(What the task requires):
Show, in full, each line of the data that contains "ArgumentError".

*-*-*

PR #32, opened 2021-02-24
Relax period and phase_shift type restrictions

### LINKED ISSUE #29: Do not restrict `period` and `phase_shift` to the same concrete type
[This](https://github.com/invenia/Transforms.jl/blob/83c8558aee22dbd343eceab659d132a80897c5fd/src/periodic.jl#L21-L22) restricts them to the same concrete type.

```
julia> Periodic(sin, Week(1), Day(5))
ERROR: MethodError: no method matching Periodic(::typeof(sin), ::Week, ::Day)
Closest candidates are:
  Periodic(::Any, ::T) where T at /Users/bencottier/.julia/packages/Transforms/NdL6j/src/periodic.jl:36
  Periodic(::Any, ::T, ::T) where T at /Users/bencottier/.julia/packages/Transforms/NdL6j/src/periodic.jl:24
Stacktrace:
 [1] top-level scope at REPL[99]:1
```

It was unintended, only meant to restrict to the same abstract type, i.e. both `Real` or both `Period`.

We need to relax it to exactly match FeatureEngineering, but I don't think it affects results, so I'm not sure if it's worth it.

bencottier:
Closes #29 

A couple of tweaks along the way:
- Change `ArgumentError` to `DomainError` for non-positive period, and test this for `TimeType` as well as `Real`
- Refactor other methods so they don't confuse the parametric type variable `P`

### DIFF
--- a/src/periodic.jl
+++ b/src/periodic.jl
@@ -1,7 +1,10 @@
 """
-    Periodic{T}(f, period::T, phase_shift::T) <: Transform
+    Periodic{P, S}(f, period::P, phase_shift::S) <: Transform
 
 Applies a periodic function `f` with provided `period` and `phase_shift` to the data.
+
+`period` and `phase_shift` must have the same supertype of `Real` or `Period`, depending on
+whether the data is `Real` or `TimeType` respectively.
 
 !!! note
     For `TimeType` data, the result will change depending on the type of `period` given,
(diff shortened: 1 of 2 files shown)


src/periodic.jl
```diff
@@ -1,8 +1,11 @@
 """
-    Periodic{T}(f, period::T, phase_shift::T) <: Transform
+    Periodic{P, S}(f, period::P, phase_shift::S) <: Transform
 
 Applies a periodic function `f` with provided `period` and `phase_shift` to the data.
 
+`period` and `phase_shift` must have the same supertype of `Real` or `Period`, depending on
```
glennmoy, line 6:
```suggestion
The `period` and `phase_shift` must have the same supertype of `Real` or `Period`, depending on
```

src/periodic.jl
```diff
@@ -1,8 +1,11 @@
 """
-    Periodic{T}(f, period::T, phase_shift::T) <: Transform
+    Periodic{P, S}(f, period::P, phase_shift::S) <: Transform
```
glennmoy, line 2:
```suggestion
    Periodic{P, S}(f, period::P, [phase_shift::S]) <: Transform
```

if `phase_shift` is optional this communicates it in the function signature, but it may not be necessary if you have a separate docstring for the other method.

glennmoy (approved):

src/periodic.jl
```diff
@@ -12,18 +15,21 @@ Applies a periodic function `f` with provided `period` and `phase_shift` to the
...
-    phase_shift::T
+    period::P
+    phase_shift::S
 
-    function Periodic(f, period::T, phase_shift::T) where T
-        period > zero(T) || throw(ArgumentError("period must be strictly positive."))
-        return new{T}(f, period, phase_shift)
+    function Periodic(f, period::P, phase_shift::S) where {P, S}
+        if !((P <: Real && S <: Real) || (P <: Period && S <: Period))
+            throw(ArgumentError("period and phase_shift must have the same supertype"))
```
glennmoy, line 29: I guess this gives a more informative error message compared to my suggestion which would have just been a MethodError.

*-*-*

(Output of the exercise):
- Change `ArgumentError` to `DomainError` for non-positive period, and test this for `TimeType` as well as `Real`
-        period > zero(T) || throw(ArgumentError("period must be strictly positive."))
+            throw(ArgumentError("period and phase_shift must have the same supertype"))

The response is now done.